Extracted data entries:

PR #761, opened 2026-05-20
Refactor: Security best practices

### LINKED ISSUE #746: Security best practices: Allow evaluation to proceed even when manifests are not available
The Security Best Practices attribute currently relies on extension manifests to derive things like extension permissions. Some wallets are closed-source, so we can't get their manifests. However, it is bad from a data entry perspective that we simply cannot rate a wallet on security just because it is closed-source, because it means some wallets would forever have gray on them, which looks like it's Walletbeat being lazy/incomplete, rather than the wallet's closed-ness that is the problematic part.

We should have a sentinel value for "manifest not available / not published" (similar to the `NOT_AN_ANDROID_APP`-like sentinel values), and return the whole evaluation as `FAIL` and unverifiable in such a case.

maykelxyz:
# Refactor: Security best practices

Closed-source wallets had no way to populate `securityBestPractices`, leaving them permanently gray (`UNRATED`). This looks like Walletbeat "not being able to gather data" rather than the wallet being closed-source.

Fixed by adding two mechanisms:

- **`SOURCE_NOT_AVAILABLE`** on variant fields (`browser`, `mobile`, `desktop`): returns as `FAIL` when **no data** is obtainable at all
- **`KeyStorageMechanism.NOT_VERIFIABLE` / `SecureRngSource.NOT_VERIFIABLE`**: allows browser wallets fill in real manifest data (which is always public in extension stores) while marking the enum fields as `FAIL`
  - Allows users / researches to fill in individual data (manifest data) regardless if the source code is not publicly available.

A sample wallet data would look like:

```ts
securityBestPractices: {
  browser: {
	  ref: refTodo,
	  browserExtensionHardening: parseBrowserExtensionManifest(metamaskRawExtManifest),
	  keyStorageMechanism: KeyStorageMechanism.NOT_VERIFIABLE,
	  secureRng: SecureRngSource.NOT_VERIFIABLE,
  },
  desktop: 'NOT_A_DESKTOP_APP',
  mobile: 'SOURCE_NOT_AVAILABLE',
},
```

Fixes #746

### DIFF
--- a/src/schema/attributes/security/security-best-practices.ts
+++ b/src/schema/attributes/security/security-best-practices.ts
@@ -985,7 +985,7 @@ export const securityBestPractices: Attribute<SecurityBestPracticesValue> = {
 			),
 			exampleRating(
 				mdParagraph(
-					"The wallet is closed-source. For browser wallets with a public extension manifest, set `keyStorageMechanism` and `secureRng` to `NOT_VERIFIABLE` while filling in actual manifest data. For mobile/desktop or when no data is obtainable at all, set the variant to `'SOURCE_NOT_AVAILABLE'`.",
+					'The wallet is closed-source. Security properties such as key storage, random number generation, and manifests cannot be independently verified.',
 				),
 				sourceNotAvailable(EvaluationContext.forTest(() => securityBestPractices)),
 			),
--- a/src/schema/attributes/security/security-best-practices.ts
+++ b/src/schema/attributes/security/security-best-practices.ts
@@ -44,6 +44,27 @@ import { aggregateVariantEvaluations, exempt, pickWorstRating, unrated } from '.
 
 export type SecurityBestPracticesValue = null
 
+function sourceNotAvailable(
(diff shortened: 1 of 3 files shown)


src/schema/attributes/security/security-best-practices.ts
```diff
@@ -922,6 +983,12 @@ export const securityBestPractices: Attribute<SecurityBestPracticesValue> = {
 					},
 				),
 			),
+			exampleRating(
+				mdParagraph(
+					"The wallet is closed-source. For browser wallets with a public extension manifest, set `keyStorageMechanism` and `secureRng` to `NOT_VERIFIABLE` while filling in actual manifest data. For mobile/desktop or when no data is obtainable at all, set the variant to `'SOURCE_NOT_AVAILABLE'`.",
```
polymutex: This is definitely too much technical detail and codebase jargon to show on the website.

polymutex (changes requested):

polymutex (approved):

---

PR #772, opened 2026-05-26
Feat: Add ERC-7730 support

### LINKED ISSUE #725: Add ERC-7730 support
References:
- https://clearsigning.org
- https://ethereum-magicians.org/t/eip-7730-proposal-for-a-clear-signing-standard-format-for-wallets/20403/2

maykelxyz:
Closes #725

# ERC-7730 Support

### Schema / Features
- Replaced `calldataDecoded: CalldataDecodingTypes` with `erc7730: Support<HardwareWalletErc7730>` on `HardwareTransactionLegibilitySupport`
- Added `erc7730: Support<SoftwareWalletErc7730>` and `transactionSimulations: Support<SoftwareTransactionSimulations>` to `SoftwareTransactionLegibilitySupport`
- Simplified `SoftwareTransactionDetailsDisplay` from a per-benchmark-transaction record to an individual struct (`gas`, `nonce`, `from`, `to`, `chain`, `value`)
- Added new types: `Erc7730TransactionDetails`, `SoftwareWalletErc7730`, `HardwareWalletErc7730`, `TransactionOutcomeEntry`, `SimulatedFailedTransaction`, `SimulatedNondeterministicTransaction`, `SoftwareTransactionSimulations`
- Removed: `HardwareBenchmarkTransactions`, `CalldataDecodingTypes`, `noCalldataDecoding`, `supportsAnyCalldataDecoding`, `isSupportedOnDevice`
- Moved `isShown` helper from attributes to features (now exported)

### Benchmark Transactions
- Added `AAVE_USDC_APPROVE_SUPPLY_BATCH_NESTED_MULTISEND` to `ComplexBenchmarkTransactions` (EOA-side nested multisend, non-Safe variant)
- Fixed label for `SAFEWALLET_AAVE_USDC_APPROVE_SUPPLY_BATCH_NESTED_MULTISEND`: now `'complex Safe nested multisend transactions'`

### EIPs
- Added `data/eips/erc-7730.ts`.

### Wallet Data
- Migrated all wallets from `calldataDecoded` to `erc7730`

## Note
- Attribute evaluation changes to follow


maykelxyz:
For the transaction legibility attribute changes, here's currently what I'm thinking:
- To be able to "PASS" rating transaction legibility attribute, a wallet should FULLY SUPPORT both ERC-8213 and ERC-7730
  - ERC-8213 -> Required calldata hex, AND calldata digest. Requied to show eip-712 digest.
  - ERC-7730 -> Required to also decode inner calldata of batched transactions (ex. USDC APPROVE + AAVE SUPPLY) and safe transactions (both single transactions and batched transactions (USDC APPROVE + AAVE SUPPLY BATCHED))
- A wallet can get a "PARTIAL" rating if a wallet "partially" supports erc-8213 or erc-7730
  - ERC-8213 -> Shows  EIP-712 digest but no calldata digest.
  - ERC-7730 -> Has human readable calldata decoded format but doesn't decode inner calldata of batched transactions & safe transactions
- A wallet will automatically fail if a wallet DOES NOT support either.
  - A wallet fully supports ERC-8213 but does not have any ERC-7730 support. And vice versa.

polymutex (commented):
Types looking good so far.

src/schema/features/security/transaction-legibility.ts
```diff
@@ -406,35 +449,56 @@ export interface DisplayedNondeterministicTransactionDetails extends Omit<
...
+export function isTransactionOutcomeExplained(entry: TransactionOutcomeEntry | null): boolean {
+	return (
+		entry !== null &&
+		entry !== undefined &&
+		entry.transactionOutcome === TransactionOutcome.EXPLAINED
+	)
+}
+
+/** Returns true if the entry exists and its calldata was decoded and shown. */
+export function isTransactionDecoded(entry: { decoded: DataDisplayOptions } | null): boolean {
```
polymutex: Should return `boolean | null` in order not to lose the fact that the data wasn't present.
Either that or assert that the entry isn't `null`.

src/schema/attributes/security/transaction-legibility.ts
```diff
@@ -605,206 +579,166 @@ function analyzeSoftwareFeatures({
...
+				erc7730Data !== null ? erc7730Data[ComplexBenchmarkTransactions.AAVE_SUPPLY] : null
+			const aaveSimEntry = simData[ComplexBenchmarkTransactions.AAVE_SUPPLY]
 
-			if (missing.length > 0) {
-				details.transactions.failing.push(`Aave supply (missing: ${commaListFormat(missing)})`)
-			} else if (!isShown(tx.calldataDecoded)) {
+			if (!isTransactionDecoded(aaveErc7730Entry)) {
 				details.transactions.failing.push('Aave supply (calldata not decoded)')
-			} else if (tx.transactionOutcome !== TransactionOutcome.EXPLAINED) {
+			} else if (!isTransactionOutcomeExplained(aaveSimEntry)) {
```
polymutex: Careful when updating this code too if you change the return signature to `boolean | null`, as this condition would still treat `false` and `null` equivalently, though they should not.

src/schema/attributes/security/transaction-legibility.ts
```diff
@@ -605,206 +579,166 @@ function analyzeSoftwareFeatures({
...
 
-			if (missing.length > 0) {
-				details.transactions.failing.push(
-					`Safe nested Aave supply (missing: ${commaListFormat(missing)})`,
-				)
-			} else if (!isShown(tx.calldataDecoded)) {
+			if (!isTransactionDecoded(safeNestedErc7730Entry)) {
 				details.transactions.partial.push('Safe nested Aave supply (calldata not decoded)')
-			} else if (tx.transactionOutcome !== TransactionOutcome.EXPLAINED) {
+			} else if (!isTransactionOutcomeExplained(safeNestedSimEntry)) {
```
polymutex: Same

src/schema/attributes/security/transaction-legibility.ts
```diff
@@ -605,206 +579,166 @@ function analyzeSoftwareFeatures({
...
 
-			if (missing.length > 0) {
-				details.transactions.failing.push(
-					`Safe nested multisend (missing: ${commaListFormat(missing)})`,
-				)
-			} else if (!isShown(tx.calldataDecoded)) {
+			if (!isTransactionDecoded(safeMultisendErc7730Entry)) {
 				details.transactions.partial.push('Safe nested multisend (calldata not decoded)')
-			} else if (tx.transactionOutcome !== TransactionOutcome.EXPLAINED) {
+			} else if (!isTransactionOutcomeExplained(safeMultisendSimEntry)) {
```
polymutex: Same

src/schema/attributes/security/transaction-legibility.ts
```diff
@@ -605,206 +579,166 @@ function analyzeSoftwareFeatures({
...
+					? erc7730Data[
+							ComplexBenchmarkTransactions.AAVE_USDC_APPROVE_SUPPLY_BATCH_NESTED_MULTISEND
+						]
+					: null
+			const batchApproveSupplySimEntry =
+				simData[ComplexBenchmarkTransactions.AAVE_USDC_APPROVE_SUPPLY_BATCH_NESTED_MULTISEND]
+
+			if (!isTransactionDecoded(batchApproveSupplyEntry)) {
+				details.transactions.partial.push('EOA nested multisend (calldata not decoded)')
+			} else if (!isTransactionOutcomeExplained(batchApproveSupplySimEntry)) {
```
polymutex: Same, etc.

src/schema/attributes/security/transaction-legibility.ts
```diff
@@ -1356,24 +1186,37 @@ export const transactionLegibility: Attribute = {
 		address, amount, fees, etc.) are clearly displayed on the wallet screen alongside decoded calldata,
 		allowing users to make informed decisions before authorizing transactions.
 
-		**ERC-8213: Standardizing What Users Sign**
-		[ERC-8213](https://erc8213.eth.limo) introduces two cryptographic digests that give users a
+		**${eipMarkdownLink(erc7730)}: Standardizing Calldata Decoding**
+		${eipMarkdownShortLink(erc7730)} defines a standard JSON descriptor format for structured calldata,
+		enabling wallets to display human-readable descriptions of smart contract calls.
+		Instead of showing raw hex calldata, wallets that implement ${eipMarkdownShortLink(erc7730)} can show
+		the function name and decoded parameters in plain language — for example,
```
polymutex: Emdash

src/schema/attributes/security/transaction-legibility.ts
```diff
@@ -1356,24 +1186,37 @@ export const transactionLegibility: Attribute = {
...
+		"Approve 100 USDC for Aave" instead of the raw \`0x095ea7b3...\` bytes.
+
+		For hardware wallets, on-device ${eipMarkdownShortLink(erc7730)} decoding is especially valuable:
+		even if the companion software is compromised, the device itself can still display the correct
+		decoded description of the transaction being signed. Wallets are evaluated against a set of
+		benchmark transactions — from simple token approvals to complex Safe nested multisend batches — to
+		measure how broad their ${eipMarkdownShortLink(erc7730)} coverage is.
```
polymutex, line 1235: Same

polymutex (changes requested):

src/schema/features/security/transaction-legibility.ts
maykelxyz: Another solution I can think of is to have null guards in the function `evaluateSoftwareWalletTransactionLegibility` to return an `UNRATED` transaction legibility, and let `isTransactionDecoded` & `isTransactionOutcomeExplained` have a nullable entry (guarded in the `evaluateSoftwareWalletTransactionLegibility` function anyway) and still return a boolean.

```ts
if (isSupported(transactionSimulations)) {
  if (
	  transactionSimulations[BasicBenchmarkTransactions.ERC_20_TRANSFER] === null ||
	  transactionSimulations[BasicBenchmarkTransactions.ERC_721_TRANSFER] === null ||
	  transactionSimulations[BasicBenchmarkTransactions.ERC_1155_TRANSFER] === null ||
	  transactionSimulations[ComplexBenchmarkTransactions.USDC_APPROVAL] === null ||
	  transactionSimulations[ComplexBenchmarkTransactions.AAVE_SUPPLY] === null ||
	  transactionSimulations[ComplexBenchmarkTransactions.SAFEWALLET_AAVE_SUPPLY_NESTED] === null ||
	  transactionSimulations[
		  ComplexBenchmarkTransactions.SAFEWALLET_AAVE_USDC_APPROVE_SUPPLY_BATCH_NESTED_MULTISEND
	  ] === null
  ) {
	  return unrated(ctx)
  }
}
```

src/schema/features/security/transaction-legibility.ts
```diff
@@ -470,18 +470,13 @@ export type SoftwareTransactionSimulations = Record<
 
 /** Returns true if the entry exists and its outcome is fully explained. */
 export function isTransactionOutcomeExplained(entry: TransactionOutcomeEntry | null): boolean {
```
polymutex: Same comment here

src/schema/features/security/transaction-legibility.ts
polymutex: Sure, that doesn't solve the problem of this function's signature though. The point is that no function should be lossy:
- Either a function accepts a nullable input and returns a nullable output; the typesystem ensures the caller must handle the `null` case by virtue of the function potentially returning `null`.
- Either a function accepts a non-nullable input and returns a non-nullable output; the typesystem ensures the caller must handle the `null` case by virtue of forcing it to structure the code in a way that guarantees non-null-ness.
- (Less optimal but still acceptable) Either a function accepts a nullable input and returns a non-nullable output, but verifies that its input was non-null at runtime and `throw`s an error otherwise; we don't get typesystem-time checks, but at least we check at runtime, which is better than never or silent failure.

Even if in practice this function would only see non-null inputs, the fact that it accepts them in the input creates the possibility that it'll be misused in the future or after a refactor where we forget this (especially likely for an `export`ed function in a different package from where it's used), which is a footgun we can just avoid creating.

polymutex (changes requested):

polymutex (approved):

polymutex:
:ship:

**Task requirements:**
Every line from the line containing "PR #761, opened 2026-05-20" through the line containing "### LINKED ISSUE #746: Security" in the records above must be retyped exactly. Leave out the rest.

**Solved exercise:**
PR #761, opened 2026-05-20
Refactor: Security best practices

### LINKED ISSUE #746: Security best practices: Allow evaluation to proceed even when manifests are not available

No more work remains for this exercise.